» **What the exercise asks**: Copy the lines below exactly. Start at the first and finish with the line containing "strings.Title has been".
----- Dataset
PR #5098, opened 2026-08-05
Replace deprecated strings.Title in scheduler metrics

### LINKED ISSUE #4776: Replace deprecated strings.Title() in scheduler metrics
**Is your feature request related to a problem? Please describe.**

`strings.Title()` is deprecated since Go 1.18 and we still use it in two places in the scheduler metrics code.

**Describe the solution you'd like**

Replace both calls with `cases.Title(language.English).String(...)` from `golang.org/x/text/cases` and `golang.org/x/text/language`.

**Files to change**

- `internal/scheduler/metrics.go:484` - `strings.Title(strings.ToLower(phase))`
- `internal/scheduler/metrics.go:493` - `strings.Title(strings.ToLower(phase))`

**Example**

```go
// Before
phase: strings.Title(strings.ToLower(phase)),

// After
phase: cases.Title(language.English).String(strings.ToLower(phase)),
```

The `cases.Title` caser is safe for concurrent use, so you can create it once as a package-level variable rather than creating a new one on every call.

**Acceptance criteria**

- Both `strings.Title()` calls replaced
- No `strings.Title` import remains
- `go test ./internal/scheduler/...` passes
- `golangci-lint run ./internal/scheduler/...` passes

hh:
strings.Title has been deprecated since Go 1.18. Replace both call sites in internal/scheduler/metrics.go with cases.Title(language.English) from golang.org/x/text/cases. These are the only two uses of strings.Title in the repository.

The caser is created once per updateClusterMetrics call rather than at package level. cases.Caser is documented as potentially stateful and not safe for sharing between goroutines, and MetricsCollector.Collect may be called concurrently by the Prometheus registry. The x/text authors note concurrency safety only for cases.Fold, and deliberately not for Title, Upper or Lower; cases.titleCaser does mutate its embedded context on every Transform, and sharing one across goroutines is reported by the race detector.

This matters more than it looks, because sharing a caser corrupts output silently rather than failing loudly. Alertmanager shipped exactly this bug in its template FuncMap and it garbled user-visible notification text in production for months before it was tracked down; see prometheus/alertmanager#3278, fixed the same way, with a separate caser per call. Here the affected strings are Prometheus label values, where corruption would fragment time series rather than merely look wrong.

Creating the caser outside the node/executor loops also avoids reallocating it on every iteration.

Because these values are public Prometheus label values, output was verified unchanged for every JobRunState_name value - UNKNOWN, PENDING, RUNNING, SUCCEEDED and FAILED all produce byte-identical results under both implementations.

golang.org/x/text was already a direct dependency, so go.mod is unchanged.

Fixes #4776

### DIFF
--- a/internal/scheduler/metrics.go
+++ b/internal/scheduler/metrics.go
@@ -7,6 +7,8 @@ import (
 
 	"github.com/prometheus/client_golang/prometheus"
 	"golang.org/x/exp/maps"
+	"golang.org/x/text/cases"
+	"golang.org/x/text/language"
 	"k8s.io/utils/clock"
 
 	"github.com/armadaproject/armada/internal/common/armadacontext"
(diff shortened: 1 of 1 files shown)


hh:
Closing as a duplicate — I missed that #4783 already covers #4776 and has been open since March. Apologies for the noise; #4783 is the one to review.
----------
» **Task result**:
PR #5098, opened 2026-08-05
Replace deprecated strings.Title in scheduler metrics

### LINKED ISSUE #4776: Replace deprecated strings.Title() in scheduler metrics
**Is your feature request related to a problem? Please describe.**

`strings.Title()` is deprecated since Go 1.18 and we still use it in two places in the scheduler metrics code.

**Describe the solution you'd like**

Replace both calls with `cases.Title(language.English).String(...)` from `golang.org/x/text/cases` and `golang.org/x/text/language`.

**Files to change**

- `internal/scheduler/metrics.go:484` - `strings.Title(strings.ToLower(phase))`
- `internal/scheduler/metrics.go:493` - `strings.Title(strings.ToLower(phase))`

**Example**

```go
// Before
phase: strings.Title(strings.ToLower(phase)),

// After
phase: cases.Title(language.English).String(strings.ToLower(phase)),
```

The `cases.Title` caser is safe for concurrent use, so you can create it once as a package-level variable rather than creating a new one on every call.

**Acceptance criteria**

- Both `strings.Title()` calls replaced
- No `strings.Title` import remains
- `go test ./internal/scheduler/...` passes
- `golangci-lint run ./internal/scheduler/...` passes

hh:
strings.Title has been deprecated since Go 1.18. Replace both call sites in internal/scheduler/metrics.go with cases.Title(language.English) from golang.org/x/text/cases. These are the only two uses of strings.Title in the repository.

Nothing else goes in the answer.